● SOURCE INFORMATION
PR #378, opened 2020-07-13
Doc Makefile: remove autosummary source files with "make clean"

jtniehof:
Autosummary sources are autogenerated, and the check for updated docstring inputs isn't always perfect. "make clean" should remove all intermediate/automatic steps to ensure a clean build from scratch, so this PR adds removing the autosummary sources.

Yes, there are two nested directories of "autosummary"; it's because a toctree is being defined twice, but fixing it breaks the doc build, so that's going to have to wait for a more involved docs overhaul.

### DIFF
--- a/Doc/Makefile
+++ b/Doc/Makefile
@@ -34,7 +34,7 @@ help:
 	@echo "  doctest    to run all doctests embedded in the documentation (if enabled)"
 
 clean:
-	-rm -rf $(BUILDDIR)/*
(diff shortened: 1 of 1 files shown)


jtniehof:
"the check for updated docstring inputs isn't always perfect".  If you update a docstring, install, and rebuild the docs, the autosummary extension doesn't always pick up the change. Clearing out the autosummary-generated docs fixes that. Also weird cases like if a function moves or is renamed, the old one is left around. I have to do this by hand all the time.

● PROBLEM TO WORK ON
All of the material is to be duplicated exactly.

● EXERCISE ANSWER
PR #378, opened 2020-07-13
Doc Makefile: remove autosummary source files with "make clean"

jtniehof:
Autosummary sources are autogenerated, and the check for updated docstring inputs isn't always perfect. "make clean" should remove all intermediate/automatic steps to ensure a clean build from scratch, so this PR adds removing the autosummary sources.

Yes, there are two nested directories of "autosummary"; it's because a toctree is being defined twice, but fixing it breaks the doc build, so that's going to have to wait for a more involved docs overhaul.

### DIFF
--- a/Doc/Makefile
+++ b/Doc/Makefile
@@ -34,7 +34,7 @@ help:
 	@echo "  doctest    to run all doctests embedded in the documentation (if enabled)"
 
 clean:
-	-rm -rf $(BUILDDIR)/*
(diff shortened: 1 of 1 files shown)


jtniehof:
"the check for updated docstring inputs isn't always perfect".  If you update a docstring, install, and rebuild the docs, the autosummary extension doesn't always pick up the change. Clearing out the autosummary-generated docs fixes that. Also weird cases like if a function moves or is renamed, the old one is left around. I have to do this by hand all the time.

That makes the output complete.